类似的“体会”我也听黄秋耘讲过,他说赵树理就曾经说,现在的写作关键在于细节力求真实,大的真实就要服从大局了。
《眼睛》写一个大学生苏淼如(瞧这名字),遇到一个农村女孩来借《红岩》(笔者乘势不无夸张地却也是言之有据地渲染了万众抢读《红岩》的盛况),但此书早被抢借一空,苏自己有一本,他要寄给自己在大城市工作的女友。在邮局寄书时,从《妇女杂志》的封面上看到,那个来借书的女孩乃是大名鼎鼎的模范人物林燕子。(当时有一回乡知识青年的典型名邢燕子,她的名字已经家喻户晓。二十余年后,我与她共同参加过党的中央委员会会议。)是苏有眼不识泰山,错过了与英模人物接触的机会,他极受震动。

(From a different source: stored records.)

PR #13, opened 2016-03-15
allow easy switch between fsPHENIX and EIC EMCal

johnlajoie:
These macro changes include an easy switch between the fsPHENIX and EIC forward EMCal implementations.  Right now this is at the level of commenting in/out different sections.

### DIFF
--- a/macros/g4simulations/G4_FEMC.C
+++ b/macros/g4simulations/G4_FEMC.C
@@ -34,11 +34,15 @@ FEMCSetup(PHG4Reco* g4Reco, const int absorberactive = 0)
 
   ostringstream mapping_femc;
 
-  /* path to central copy of calibrations repositry */
-  mapping_femc << getenv("OFFLINE_MAIN") << "/share/calibrations";
-  mapping_femc << "/ForwardEcal/mapping/towerMap_FEMC_v005.txt";
+  // EIC ECAL
+  //femc->SetEICDetector(); 
+  //mapping_femc << getenv("OFFLINE_MAIN") << "/share/calibrations/ForwardEcal/mapping/towerMap_FEMC_v005.txt";
+
+  // fsPHENIX ECAL
+  femc->SetfsPHENIXDetector(); 
+  mapping_femc << getenv("OFFLINE_MAIN") << "/share/calibrations/ForwardEcal/mapping/towerMap_FEMC_fsPHENIX_v001.txt";
+
   cout << mapping_femc.str() << endl;
-  //mapping_femc << "towerMap_FEMC_latest.txt";
 
   femc->SetTowerMappingFile( mapping_femc.str() );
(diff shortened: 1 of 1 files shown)


blackcathj:
Hi, @johnlajoie 

After coming back from Iowa, I have been trying to wrap up merging the tracking part with the calorimeter updates. I just realized a infliction that the forward field return required a diameter-19.8-cm hole in the EMCal in order to complete the field loop. Right now the piston field return cuts into the inner blocks of the re-stacked MPC as illustrated below. If the MPC mapping file would be updated with a 10x10 block hole in the middle, it should resolve this problem. 

2016-03-17 18_13_34-nomachine - nx07

Here is a preview of the tracker/piston setup: 
https://github.com/blackcathj/macros/tree/FGEM_fsPHENIX_DualECAL

johnlajoie:
Hi @blackcathj - I have just committed a change to the mapping file that should now leave room for the magnet piston: 
new_mpc_gap

This now only uses 278 of the MPC crystals.  We could use more but I would need to redo the PbGl supermodule mapping, and Sasha's recent conversations with Akio seem to push us in the direction oft using the PbSc instead of the PbGl, so I'd like to let this settle out before I redo the mapping again.   What we have for now is certainly valid for getting us started.

blackcathj:
Hi, @johnlajoie 

Thanks for the update, there is no more confliction with the piston anymore. 

However, it appears one additional row on (-x) and (-y) was removed. I would naively guess it is something related to the following lines in ```makeMapping_FEMC_fsPHENIX.C```. Shall we add this row before merging everything? 

```c++
	      if( ((x_corner_1<femc_xmin) && (y_corner_1<femc_ymin)) ||
		  ((x_corner_2<femc_xmin) && (y_corner_2<femc_ymin)) || 
		  ((x_corner_3<femc_xmin) && (y_corner_3<femc_ymin)) || 
		  ((x_corner_4<femc_xmin) && (y_corner_4<femc_ymin)) )
		continue; 

	      if( ((x_corner_1>femc_xmax) && (y_corner_1>femc_ymax)) ||
		  ((x_corner_2>femc_xmax) && (y_corner_2>femc_ymax)) || 
		  ((x_corner_3>femc_xmax) && (y_corner_3>femc_ymax)) || 
		  ((x_corner_4>femc_xmax) && (y_corner_4>femc_ymax)) )
		continue; 
```

Beam view of the calorimeter. The grey circle is the piston magnet which has no more overlap with FEMC (cyan). But the MPC coverage is not symmetric right now:
poweron7

johnlajoie:
Fixed in commit e1ef072 to calibrations, the new mapping file has a nicely symmetric MPC and PbGL array:

newmod

I also checked overlaps for all the towers, no overlaps found so hopefully this is good to go.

下面情节的发展则是王式思辨的产物了。等钢笔写到这里,我的逆向双向思维开始启动:如果她不是什么什么燕子而是一个普通农村女团员呢?难道事情的本质有什么不同吗?英模人物与普通劳动者之间,有不同之处吗?于是,情节改为经过多方查询,证明向苏借书未果的女孩并不是林燕子,但是苏发现,她长着与林燕子同样的“清亮的,充满热情的,望得很远又很坚定的眼睛”。
乌拉!我毕竟写出一点与众不同来。
那个不知名的女孩,走了五十里山路到苏这里借书,后又走了二十里路去县阅览室,抄了一夜《红岩》,以便过一次主题团日,以《红岩》动员秋收。苏曾告诉女孩,读小说的目的并不是配合秋收。但是事实证明,配合秋收,比一个知识分子的阅读趣味更伟大。小说最后,是苏从邮局要回了自己欲寄的书,走山路送到她们所在的紫李子峪去,苏还答应了馆长分配的工作,给农村青年讲一课文学阅读。

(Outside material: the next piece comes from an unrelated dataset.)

PR #18, opened 2016-04-01
Fix inner radii of the beampipes based on engineering drawing.

damcglinchey:
Change the inner radii of the beam pipes to match the engineering diagram. Both the Be and Al beam pipes should have inner radii of 2.0005 cm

我先将小说拿给韦君宜与黄秋耘看。黄特别提出最后证明女主人公并不是林燕子,这使小说不落窠臼,颇有意趣。韦将它拿给了《北京文艺》(现名《北京文学》)的编辑部主任周雁如大姐。周是老区来的文艺工作者,她极诚恳敬业,爱护青年作者,甘为他人作嫁,深受好评。当天晚上正好赶上东北一个剧团演出白刃的话剧新作《兵临城下》,我得到了周大姐给的票,有一种回归(精英)社会、回归文艺界的尴尬风流感。
另一篇小说是《夜雨》,写一个农村姑娘在新婚前决定拒绝到城市里结婚,坚决留在农村生活劳动。这个内容没有太多新意。那是一个面向农村以农村的需要与好恶为价值标准的年代,对于城市,某些人既羡且妒,既要享用之压服之改造之又不放心之,有一种本能的距离感与异己感。当时喜欢说的忘本不忘本,关键在于是否保留得住农村习惯,从方言到大便一定要蹲坑。

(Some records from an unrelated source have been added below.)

PR #20, opened 2016-04-13
new G4Bbc library

mccumbermike:
BBC code base moves to g4bbc from g4vertex.


blackcathj:
Please use this macro with today's new build: 
/afs/rhic.bnl.gov/sphenix/sys/x8664_sl6/new.2

PR #21, opened 2016-04-15
Online production macro for T1044 beam test

blackcathj:
Online production macro is now separated from the code development location. See more here: 
https://github.com/sPHENIX-Collaboration/coresoftware/pull/134


blackcathj:
Production library and calibration constant for EMCal and HCals are now in the nightly build. Merging this macro too.

PR #30, opened 2016-06-24
adapt macros to PHG4Parameter interface

pinkenburg:


pinkenburg:
The macros need updating to play with the PHG4Parameter class which now handles the parameters, rather than leaving it up to every subsystem to come up with its own implementation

但是我很喜欢小说的结构,那是一个钢琴奏鸣曲的路子,窸窸窣窣,窣窣窸窸,滴滴答答,答答滴滴滴,哗哗啦啦……是雨的渐来渐长渐大起来的过程,也是主人公秀兰的心潮澎湃的过程。而“小麦正在灌浆,核桃已经坐果,谷黍还没有出齐青苗,白薯栽秧才刚刚开始……”“院里的大核桃树,巨大的树冠阻挡着稀疏的雨滴下落。秀兰索性拔开门闩,开开大门,迎街站立,尽情承受着……晚来的初夏的小雨。她想起自己的小镐,镐楔已经脱落了,雨后点种,是要用的啊……”
已经有一种体贴,有一种感情,有一种认同和靠拢。这也不易。然而毕竟不是自来的涌喷,它摆脱不了那种“疏影横斜水清浅”的感觉,勉力为之以意为之的感觉,靠新趸来的生活经验,靠不断学习提高的标杆,靠多方思谋、百般尽力的愿望,靠千方百计的手段,仍然与出自内心的写作激情写作动力写作灵感不是一回事儿啊。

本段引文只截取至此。